Sino Gold Mining and Gold Fields have announced that Sino Gold will undertake a A$136 million capital raising, the proceeds of which will be used primarily to retire its gold hedge position. Gold Fields has agreed to increase its stake in Sino Gold which, after the retiring of its hedge position, will be a financially stronger growth company. Furthermore, the existing exploration alliance between Sino Gold and Gold Fields Australasia, a wholly owned subsidiary of Gold Fields, in China, now the largest gold producing country in the world, will be broadened to include a greater range of potential projects.
Sino Gold will raise up to approximately A$204 million via a combination of:
1. An accelerated renounceable entitlement offer to existing shareholders to raise up to approximately A$136 million so as to allow the closing out of Sino Gold’s hedge book and for development, exploration expenditure, working capital and general corporate purposes. Thereafter, Sino Gold will become an unhedged gold producer with the potential to increase gold production controlled by Sino Gold towards 500,000 oz/y over the next two to three years
2. A placement to Gold Fields of up to approximately A$68 million, and thereafter Gold Fields will also exercise in full its entitlements under the entitlement offer. As a result of its participation and support, Gold Fields’ shareholding in Sino Gold will increase from 15.5% currently to 19.9% at completion of the capital raising to further consolidate Gold Fields’ position as Sino Gold’s major shareholder.
In November 2006, Gold Fields and Sino Gold announced the formation of a strategic alliance to explore and develop large-scale gold deposits in China, combining the `in-country’ exploration and commercial skills of Sino Gold with the large scale mine development skills of Gold Fields.
The alliance’s principal focus has been exploring prospective belts in China for resources hosting at least 5 Moz of gold or gold equivalent, with a production capability of 500,000 oz/y (rule of `fives’). On a technical level the alliance has concentrated its exploration efforts on porphyry, high-sulphidation epithermal or sediment-hosted disseminated orogenic style gold mineralisation which were not previously the focus of Sino Gold’s exploration program in China. Following a thorough review of 58 mineral belts in China, four belts have been identified as priority belts with the potential to host these styles of deposits. Work is ongoing in each of these belts.
Outside a 50 km buffer around Sino Gold’s existing operations (White Mountain, Jinfeng, Eastern Dragon, Sanjianfang, and Beyinhar), the parties have agreed to decrease the threshold for new investments to include gold deposits with resources hosting at least 3 Moz, and with annual production capability of 300,000 oz/y.
There is no change to the funding agreements that each party contribute equally to the activities of the alliance.
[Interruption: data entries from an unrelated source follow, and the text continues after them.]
PR #1367, opened 2018-07-20
Add export command to epoch

sylane:
* The command exports all the blocks to an Erlang disk_log.

### DIFF
--- a/rebar.config
+++ b/rebar.config
@@ -73,6 +73,7 @@
                    {copy, "apps/check_config/priv/extensions/check_config.sh", "bin/extensions/check_config"},
                    {copy, "apps/aeutils/priv/extensions/keys_gen.sh", "bin/extensions/keys_gen"},
                    {copy, "apps/aeutils/priv/extensions/get_peer_key.sh", "bin/extensions/peer_key"},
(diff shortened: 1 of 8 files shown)


rebar.config
```diff
@@ -84,7 +85,8 @@
         {extended_start_script_extensions, [
               {check_config, "extensions/check_config"},
               {keys_gen, "extensions/keys_gen"},
-              {peer_key, "extensions/peer_key"}
+              {peer_key, "extensions/peer_key"},
+              {export, "extensions/export_chain"}
```
lucafavatella: May I suggest it has a smoke test among [system tests](https://github.com/aeternity/epoch/blob/2c7db84032756f8c9eb28c7fcc934b04fc6fa590/system_test/aest_commands_SUITE.erl)?

sylane: @lucafavatella a smoke test is not simple without an import command. I would need to implement the import command in some way in the test. My idea was to add a test when implementing the import, but if you think it must have one I could add one. There would be two options, mocking the chain or doing a system test, exporting the chain and then reading the file in the test itself assuming its format.

lucafavatella:
Smoke test and rebase needed so I am taking liberty of marking as WIP.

For an asset to stay in the alliance, the two companies must equally fund its exploration and development. These changes therefore broaden and increase Sino Gold’s financial capacity to explore in new belts outside of its four development projects.
Nick Holland, newly appointed CEO of Gold Fields, said: “The alliance is of strong strategic importance to Gold Fields which has long recognised China and the Australasian region as highly prospective. Gold Fields views Sino Gold as the best partner, in China, to help us unlock that value for our shareholders. Increasing our shareholding in Sino Gold naturally strengthens our commitment to Sino Gold, but further strengthens our commitment to the alliance and our exposure to the Australasian region.”
Jake Klein, CEO of Sino Gold, said: “This is an important step for Sino Gold. We are delighted to have received such significant support from our major shareholder, Gold Fields, through its commitment to purchase shares at a premium to the entitlement issue and increase its holding in Sino Gold to 19.9%. With the close out of our forward sales, Sino Gold’s shareholders will now have the opportunity to fully participate in the value created by our growing gold production in a rising gold price environment.”